◆ What to work on
Please restate exactly what appears in the records below from the first line to the line where "This provides extra" is, that line included.

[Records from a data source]
BEGIN

PR #2476, opened 2021-02-03
Explicitly type CAPIType.nav

nicl:
This provides extra type safety around fixtures and request body handling. (I hit some issues around typing recently when working on sticky nav that would have been easier to debug with this.)

Note, as we validate request data, it's possible we'll see production errors from this if our model doesn't match data sent. This should show up in logs as `Unable to validate request body for url...` so we can monitor for these on deploy and revert if necessary.

### DIFF
--- a/index.d.ts
+++ b/index.d.ts
@@ -132,24 +132,12 @@ interface Branding {
 	};
 }
 
-interface CAPILinkType extends SimpleLinkType {
-	longTitle: string;
-	children?: LinkType[];
-	mobileOnly?: boolean;
-	pillar?: CAPIPillar;
-	more?: boolean;
-}
-
 interface LinkType extends SimpleLinkType {
 	longTitle: string;
 	children?: LinkType[];
 	mobileOnly?: boolean;
 	pillar?: Pillar;
 	more?: boolean;
-}
-
-interface CAPIPillarType extends CAPILinkType {
-	pillar: CAPIPillar;
 }
 
 interface PillarType extends LinkType {
@@ -193,10 +181,6 @@ interface BaseNavType {
 
 interface NavType extends BaseNavType {
 	pillars: PillarType[];
-}
-
-interface CAPINavType extends BaseNavType {
-	pillars: CAPIPillarType[];
 }
 
 interface SubNavBrowserType {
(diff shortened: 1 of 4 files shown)


oliverlloyd:
I approved that Vimeo diff, that pops up sometimes - we should think about disabling snapshots on this component.

oliverlloyd:
Ideally, if we had the data typed with `format` already when sent from Frontend, we wouldn't need to have these different sets of types (the 'CAPI' version and then the actualy version with `pillar` in. It gets quite painful trying to track everything because we have so many entrypoints (not just the DCR data but all the api endpoints too).

Agreed though that NAV is one area where typing could be better so 👍

nicl:
@oliverlloyd agreed - it's not great atm. This is a small(ish) improvement but doesn't really tackle the root issues.

index.d.ts
```diff
@@ -275,6 +259,37 @@ type PageTypeType = {
...
+	otherLinks: CAPILinkType[];
+	brandExtensions: CAPILinkType[];
+    currentNavLink?: CAPILinkType;
+    currentParent?: CAPILinkType;
+    currentPillar?: CAPILinkType;
+	subNavSections?: {
+        parent?: CAPILinkType;
+        links: CAPILinkType[];
+    };
+	readerRevenueLinks: ReaderRevenuePositions;
```
liywjl, line 290: some unusual spacing here

index.d.ts
```diff
@@ -275,6 +259,37 @@ type PageTypeType = {
 	isSensitive: boolean;
 };
 
+// Data types for the API request bodies from clients. The 'CAPI' prefix
+// convention doesn't really make sense anymore (it is not the CAPI model,
+// though closely related) but is not worth changing now.
```
oliverlloyd, line 264: This might be worth revisiting. The CAPI prefix is meant to denote data that came from CAPI (or rather, Frontend) and that has a _different_ type to the one eventually passed down the react stack. We now use `decideThing` functions to transform any data we get from api calls. This is mostly related to `CAPIPillar`; the idea was to try to make any later refactor easier if and when Frontend adopts `Format`.

I _think_ that this is also the case here? I just wanted to double check

index.d.ts
nicl: ooh yeah! Thanks. Will fix. Strange my auto-formatting didn't rescue me.

index.d.ts
nicl: @oliverlloyd okay thanks. I'll tweak the comment to include the 'and has a different type to our internal use' caveat.

index.d.ts
nicl: It turned out to be hidden tabs that appeared the same width as 4 spaces locally 😱

oliverlloyd (approved):

liywjl (approved):

index.d.ts
rcrphillips: I've had the same issue with auto-formatting recently. `yarn prettier:fix` should help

END

◆ Solution
PR #2476, opened 2021-02-03
Explicitly type CAPIType.nav

nicl:
This provides extra type safety around fixtures and request body handling. (I hit some issues around typing recently when working on sticky nav that would have been easier to debug with this.)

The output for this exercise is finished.